**Action item**
Extract the complete listing and repeat it word for word.

**Information supplied**
----------

PR #570, opened 2023-06-01
setup.sh:change obj-y > obj-$(CONFIG_KSU)

dabao1955:
In my opinion, change "obj-y" to "obj-$(CONFIG_KSU)". I feel that this can decide whether to compile KernelSU instead of the previous forced compilation based on whether the "CONFIG_KSU" option is enabled or not. The source kconfig option has also been added. This allows you to see the KernelSU option in the "Device Drivers" option in menuconfig.


dabao1955:
I think I will should open another Pull Request.

PR #572, opened 2023-06-01
kernel/selinux: Need to force include errno.h sometimes

roynatech2544:
- Seen with Linux 4.14 kernel with error message:

In file included from ../drivers/android/kernelsu/selinux/sepolicy.c:1: In file included from ../drivers/android/kernelsu/selinux/sepolicy.h:6: In file included from ../security/selinux/ss/policydb.h:30: In file included from ../security/selinux/ss/avtab.h:26: ../security/selinux/include/security.h:240:10: error: use of undeclared identifier 'EIDRM'
        return -EIDRM;
                ^
  CC      drivers/base/transport_class.o
  CC      kernel/rcu/update.o
../security/selinux/include/security.h:246:10: error: use of undeclared identifier 'ENOENT'
        return -ENOENT;
                ^

### DIFF
--- a/kernel/selinux/Makefile
+++ b/kernel/selinux/Makefile
@@ -13,4 +13,4 @@ endif
 ccflags-y += -Wno-implicit-function-declaration -Wno-strict-prototypes -Wno-int-conversion
 ccflags-y += -Wno-declaration-after-statement -Wno-unused-function
 ccflags-y += -I$(srctree)/security/selinux -I$(srctree)/security/selinux/include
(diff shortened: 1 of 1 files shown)


roynatech2544:
@tiann is there any concerns in merging this pr?

tiann:
Sorry for the late reply, I believe it will certainly work, but I wonder if there are any better alternatives?

roynatech2544:
Does it seem like a bit dirty fix? Though since that header existed from 3.8 it would be compatible fix

tiann (approved):

PR #576, opened 2023-06-02
setup.sh:change "obj-y"to"obj-$(CONFIG_KSU)"

dabao1955:
reference #570

I think it is maybe necessary.

### DIFF
--- a/kernel/setup.sh
+++ b/kernel/setup.sh
@@ -43,8 +43,7 @@ cd "$GKI_ROOT"
 echo '[+] Add kernel su driver to Makefile'
 
 DRIVER_MAKEFILE=$DRIVER_DIR/Makefile
-grep -q "kernelsu" "$DRIVER_MAKEFILE" || printf "obj-$(CONFIG_KSU) += %s\n" "kernelsu/" >> "$DRIVER_MAKEFILE"
 DRIVER_KCONFIG=$DRIVER_DIR/Kconfig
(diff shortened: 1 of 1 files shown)


dabao1955:
It looks works well

dpkg123:
Should I correct the following? shellcheck doesn't pass if I don't correct it. Although this has no effect on compilation:
change
```
printf "\nobj-$(CONFIG_KSU) += kernelsu/\n"
```
to
```
printf "obj-$(CONFIG_KSU) += %s\n" "kernelsu/"
```

dabao1955:
change `printf "\nobj-$(CONFIG_KSU) += kernelsu/\n"`
to `printf "obj-$(CONFIG_KSU) += %s\n" "kernelsu/"`

Should I correct the following? shellcheck doesn't pass if I don't correct it. Although this has no effect on compilation.

tiann:
Why close it? I think this is a good idea, but the method is not so accurate

dabao1955:
> Why close it? I think this is a good idea, but the method is not so accurate

I think there's a little bit of a problem with that. Especially when KernelSU's Kconfig is inserted into drivers/Kconfigs, it doesn't look so coordinated.

See#582

dabao1955:
> Why close it? I think this is a good idea, but the method is not so accurate



Maybe moving to the main menu is also a good option?

PR #600, opened 2023-06-06
ci: Send media groups directly using the Local Bot API Server

Howard20181:
Should obtaining `api_id` and `api_hash` from https://core.telegram.org/api/obtaining_api_id then create secrets `API_ID` and `API_HASH` first.


scripts/ksubot.py
```diff
@@ -69,27 +69,25 @@ async def main():
     print("[+] Uploading to telegram")
     check_environ()
     print("[+] Files:", sys.argv[1:])
-    bot = telegram.Bot(BOT_TOKEN)
+    bot = telegram.Bot(BOT_TOKEN, base_url='http://127.0.0.1:8088/bot')
```
Ylarod, line 72: check API_ID and fallback to api.telegram.org if this var is not set ?

Ylarod (changes requested):

scripts/ksubot.py
Howard20181: Added.

Ylarod (approved):

Howard20181:
Support for Topics in Groups was added on November 5, 2022, and Action Telegram Bot Server's pre-build api bin was updated on Jan 2022. It was not supported at that time.

Howard20181:
Waiting for response zjns/telegram-bot-server#2, or we can fork and update by ours.

Howard20181:
https://github.com/zjns/telegram-bot-server/issues/2#issuecomment-1592704505
I will try switching to Pyrogram with a larger upload limit (up to 1500M).

Howard20181:
Fixed by f34950723216fd849bd886a79a625ab0838bde1d

PR #631, opened 2023-06-13
Update Russian translation and typo fix

Pegioner:


Pegioner:
Everywhere "App Profile" is mentioned, "Profile" is capitalized, except for <string name="profile" translatable="false">App profile</string> itself. I don't know if it was intended that way, or if it's a typo, but I propose to bring it to a unified form.

tiann (approved):

tiann:
> Everywhere "App Profile" is mentioned, "Profile" is capitalized, except for App profile itself. I don't know if it was intended that way, or if it's a typo, but I propose to bring it to a unified form.

I agree, this is indeed a typo.

tiann (approved):

PR #663, opened 2023-06-19
kernel: fix typo in allowlist.c

eltociear:
creat -> create


tiann:
Although I don't think this is a typo, it doesn't stop me from merging it :)

https://man7.org/linux/man-pages/man3/creat.3p.html

tiann (approved):

PR #692, opened 2023-06-27
sucompat.c:Fix old kernel doesn't have strncpy_from_unsafe_user

Coconutat:
In LINUX KERNEL VERSION 4.4 to 4.13.16,It  doesn't have strncpy_from_unsafe_user, Only have strncpy_from_unsafe.


Coconutat:
> This fix is incorrect, `strncpy_from_unsafe` copies the memory of the kernel space.

So only way is moidfy old kernel?

tiann:
No, you use the wrong API

PR #695, opened 2023-06-27
kernel: print the current KernelSU version at build time

Aquarius223:
* For example:
   - KernelSU version: 11055

(cherry picked from commit 46aa8e7a32e9c84dcd9e7f1ba4e16109949e6bf1) Change-Id: Iaaf4cd4100c9e344a6df6ea73fa74a347b81297b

----------

**Result of this exercise**
PR #570, opened 2023-06-01
setup.sh:change obj-y > obj-$(CONFIG_KSU)

dabao1955:
In my opinion, change "obj-y" to "obj-$(CONFIG_KSU)". I feel that this can decide whether to compile KernelSU instead of the previous forced compilation based on whether the "CONFIG_KSU" option is enabled or not. The source kconfig option has also been added. This allows you to see the KernelSU option in the "Device Drivers" option in menuconfig.


dabao1955:
I think I will should open another Pull Request.

PR #572, opened 2023-06-01
kernel/selinux: Need to force include errno.h sometimes

roynatech2544:
- Seen with Linux 4.14 kernel with error message:

In file included from ../drivers/android/kernelsu/selinux/sepolicy.c:1: In file included from ../drivers/android/kernelsu/selinux/sepolicy.h:6: In file included from ../security/selinux/ss/policydb.h:30: In file included from ../security/selinux/ss/avtab.h:26: ../security/selinux/include/security.h:240:10: error: use of undeclared identifier 'EIDRM'
        return -EIDRM;
                ^
  CC      drivers/base/transport_class.o
  CC      kernel/rcu/update.o
../security/selinux/include/security.h:246:10: error: use of undeclared identifier 'ENOENT'
        return -ENOENT;
                ^

### DIFF
--- a/kernel/selinux/Makefile
+++ b/kernel/selinux/Makefile
@@ -13,4 +13,4 @@ endif
 ccflags-y += -Wno-implicit-function-declaration -Wno-strict-prototypes -Wno-int-conversion
 ccflags-y += -Wno-declaration-after-statement -Wno-unused-function
 ccflags-y += -I$(srctree)/security/selinux -I$(srctree)/security/selinux/include
(diff shortened: 1 of 1 files shown)


roynatech2544:
@tiann is there any concerns in merging this pr?

tiann:
Sorry for the late reply, I believe it will certainly work, but I wonder if there are any better alternatives?

roynatech2544:
Does it seem like a bit dirty fix? Though since that header existed from 3.8 it would be compatible fix

tiann (approved):

PR #576, opened 2023-06-02
setup.sh:change "obj-y"to"obj-$(CONFIG_KSU)"

dabao1955:
reference #570

I think it is maybe necessary.

### DIFF
--- a/kernel/setup.sh
+++ b/kernel/setup.sh
@@ -43,8 +43,7 @@ cd "$GKI_ROOT"
 echo '[+] Add kernel su driver to Makefile'
 
 DRIVER_MAKEFILE=$DRIVER_DIR/Makefile
-grep -q "kernelsu" "$DRIVER_MAKEFILE" || printf "obj-$(CONFIG_KSU) += %s\n" "kernelsu/" >> "$DRIVER_MAKEFILE"
 DRIVER_KCONFIG=$DRIVER_DIR/Kconfig
(diff shortened: 1 of 1 files shown)


dabao1955:
It looks works well

dpkg123:
Should I correct the following? shellcheck doesn't pass if I don't correct it. Although this has no effect on compilation:
change
```
printf "\nobj-$(CONFIG_KSU) += kernelsu/\n"
```
to
```
printf "obj-$(CONFIG_KSU) += %s\n" "kernelsu/"
```

dabao1955:
change `printf "\nobj-$(CONFIG_KSU) += kernelsu/\n"`
to `printf "obj-$(CONFIG_KSU) += %s\n" "kernelsu/"`

Should I correct the following? shellcheck doesn't pass if I don't correct it. Although this has no effect on compilation.

tiann:
Why close it? I think this is a good idea, but the method is not so accurate

dabao1955:
> Why close it? I think this is a good idea, but the method is not so accurate

I think there's a little bit of a problem with that. Especially when KernelSU's Kconfig is inserted into drivers/Kconfigs, it doesn't look so coordinated.

See#582

dabao1955:
> Why close it? I think this is a good idea, but the method is not so accurate



Maybe moving to the main menu is also a good option?

PR #600, opened 2023-06-06
ci: Send media groups directly using the Local Bot API Server

Howard20181:
Should obtaining `api_id` and `api_hash` from https://core.telegram.org/api/obtaining_api_id then create secrets `API_ID` and `API_HASH` first.


scripts/ksubot.py
```diff
@@ -69,27 +69,25 @@ async def main():
     print("[+] Uploading to telegram")
     check_environ()
     print("[+] Files:", sys.argv[1:])
-    bot = telegram.Bot(BOT_TOKEN)
+    bot = telegram.Bot(BOT_TOKEN, base_url='http://127.0.0.1:8088/bot')
```
Ylarod, line 72: check API_ID and fallback to api.telegram.org if this var is not set ?

Ylarod (changes requested):

scripts/ksubot.py
Howard20181: Added.

Ylarod (approved):

Howard20181:
Support for Topics in Groups was added on November 5, 2022, and Action Telegram Bot Server's pre-build api bin was updated on Jan 2022. It was not supported at that time.

Howard20181:
Waiting for response zjns/telegram-bot-server#2, or we can fork and update by ours.

Howard20181:
https://github.com/zjns/telegram-bot-server/issues/2#issuecomment-1592704505
I will try switching to Pyrogram with a larger upload limit (up to 1500M).

Howard20181:
Fixed by f34950723216fd849bd886a79a625ab0838bde1d

PR #631, opened 2023-06-13
Update Russian translation and typo fix

Pegioner:


Pegioner:
Everywhere "App Profile" is mentioned, "Profile" is capitalized, except for <string name="profile" translatable="false">App profile</string> itself. I don't know if it was intended that way, or if it's a typo, but I propose to bring it to a unified form.

tiann (approved):

tiann:
> Everywhere "App Profile" is mentioned, "Profile" is capitalized, except for App profile itself. I don't know if it was intended that way, or if it's a typo, but I propose to bring it to a unified form.

I agree, this is indeed a typo.

tiann (approved):

PR #663, opened 2023-06-19
kernel: fix typo in allowlist.c

eltociear:
creat -> create


tiann:
Although I don't think this is a typo, it doesn't stop me from merging it :)

https://man7.org/linux/man-pages/man3/creat.3p.html

tiann (approved):

PR #692, opened 2023-06-27
sucompat.c:Fix old kernel doesn't have strncpy_from_unsafe_user

Coconutat:
In LINUX KERNEL VERSION 4.4 to 4.13.16,It  doesn't have strncpy_from_unsafe_user, Only have strncpy_from_unsafe.


Coconutat:
> This fix is incorrect, `strncpy_from_unsafe` copies the memory of the kernel space.

So only way is moidfy old kernel?

tiann:
No, you use the wrong API

PR #695, opened 2023-06-27
kernel: print the current KernelSU version at build time

Aquarius223:
* For example:
   - KernelSU version: 11055

(cherry picked from commit 46aa8e7a32e9c84dcd9e7f1ba4e16109949e6bf1) Change-Id: Iaaf4cd4100c9e344a6df6ea73fa74a347b81297b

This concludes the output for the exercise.